Polska zamierza domagać się od Izraela dopuszczenia naszych prokuratorów do śledztwa w sprawie ataku na konwój humanitarny w Strefie Gazy, w trakcie którego zginął Polak. Wiceminister spraw zagranicznych, Andrzej Szejna wręczył ambasadorowi Izraela notę protestacyjną oraz sformułował oczekiwania Polski wobec jego kraju. Nie skończy się jedynie na wspólnym śledztwie i odszkodowaniu. Plany Polski są znacznie szersze.

Wiceminister spraw zagranicznych, Andrzej Szejna, poinformował o efektach spotkania z ambasadorem Izraela, który na piątek wezwany był do resortu dyplomacji.

Ambasador Izraela usłyszał mocne słowa

- Przekazałem w imieniu MSZ notę protestacyjną. Ale też na samym wstępnie pan ambasador przeprosił za to zdarzenie nie mające precedensu w historii cywilizowanego świata, czyli zbombardowanie konwoju humanitarnego zmierzającego z pomocą do Strefy Gazy, objętej głodem – powiedział wiceminister Szejna.

Na tym jednak się nie skończyło. Polityk przyznał, że Polska skierowała pod adresem Izraela konkretne oczekiwania, wśród których znalazło się dopuszczenie polskich prokuratorów do izraelskiego śledztwa w sprawie ataku.

-Na razie przebieg procesu wyjaśnienia nie jest dla polskiej strony satysfakcjonujący – powiedział polityk.

Strona polska chciałaby, aby w dochodzeniu udział wzięli śledczy z Prokuratury Okręgowej w Przemyślu.

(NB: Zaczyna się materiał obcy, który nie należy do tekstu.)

PR #1232, opened 2026-06-26
Fail HOL-Light tests on unsupported arch

### LINKED ISSUE #1214: `scripts/tests hol_light` silently succeeds on unsupported host architectures
`scripts/tests hol_light` selects the proof architecture from
`platform.machine()` at `scripts/tests:1031` through `scripts/tests:1034`. If
the host is not `arm64`, `aarch64`, or `x86_64`, the function returns at
`scripts/tests:1035` through `scripts/tests:1036` without printing a diagnostic,
listing proofs, or calling `check_fail()`.

The proof of concept monkeypatches `platform.machine()` to return `riscv64` and
executes the real `scripts/tests hol_light` entry point. The command exits zero
with no output.

Run:

```sh
bash ptp/pocs/poc-hol-light-unsupported-arch-exits-zero.sh
```

Observed output:

```text
run_rc=0
stdout_bytes=0
stderr_bytes=0
VULNERABLE: HOL-Light tests silently passed on unsupported arch
```

fegge:
## Summary
- Make the HOL-Light test command fail on unsupported host architectures instead of reporting success.
- Keep supported architecture mapping explicit before selecting proof functions.

## Validation
- `ruff format scripts/tests`: passed
- `ruff check scripts/tests`: passed
- `python3 -m py_compile scripts/tests`: passed
- `git diff --check -- scripts/tests`: passed
- `python3 scripts/tests hol_light --list-functions`: passed
- Unsupported-architecture probe with `platform.machine()` mocked to `riscv64`: failed as expected with `HOL-Light unsupported architecture: riscv64`

Fixes #1214

---

### DIFF
--- a/scripts/tests
+++ b/scripts/tests
@@ -1049,12 +1049,14 @@ class Tests:
         self.check_fail()
 
     def hol_light(self):
-        if platform.machine().lower() in ["arm64", "aarch64"]:
+        machine = platform.machine().lower()
+        if machine in ["arm64", "aarch64"]:
             arch = "aarch64"
-        elif platform.machine().lower() in ["x86_64"]:
+        elif machine in ["x86_64"]:
             arch = "x86_64"
         else:
-            return
+            self.fail(f"HOL-Light unsupported architecture: {machine}")
+            self.check_fail()
 
         def list_proofs(arch):
             cmd_str = ["./proofs/hol_light/" + arch + "/list_proofs.sh"]


scripts/tests
```diff
@@ -1049,12 +1049,14 @@ class Tests:
...
+        machine = platform.machine().lower()
+        if machine in ["arm64", "aarch64"]:
             arch = "aarch64"
-        elif platform.machine().lower() in ["x86_64"]:
+        elif machine in ["x86_64"]:
             arch = "x86_64"
         else:
-            return
+            self.fail(f"HOL-Light unsupported architecture: {machine}")
+            self.check_fail()
```
hanno-becker, line 1059: Pre-existing: Looking at the script, it seems that we almost always call `check_fail` at the end of each individual test. Why don't we just call `check_fail()` once at the very end of `main`?

hanno-becker (approved):
I wonder if we should take the opportunity to hoist `check_fail` to the bottom of the script instead invoking it in many disparate places. But this is a pre-existing issue and need not necessarily be addressed here.

scripts/tests
mkannwischer: Please open an issue.

mkannwischer (approved):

Dodatkowo ambasador usłyszał że Polska będzie montować koalicję wsparcia humanitarnego dla Strefy Gazy i będzie dążyć na forum międzynarodowym do zawieszenia broni oraz do współistnienia dwóch państw: Izraela i Palestyny na zasadach pokojowych.

- Kolejna sprawa, bardzo dla nas istotna, to zapewnienie, aby była respektowana rezolucja RB ONZ z 25 marca, która wzywa do zawieszenia broni w Strefie Gazy i nie utrudniania konwojów do Strefy Gazy – powiedział Szejna.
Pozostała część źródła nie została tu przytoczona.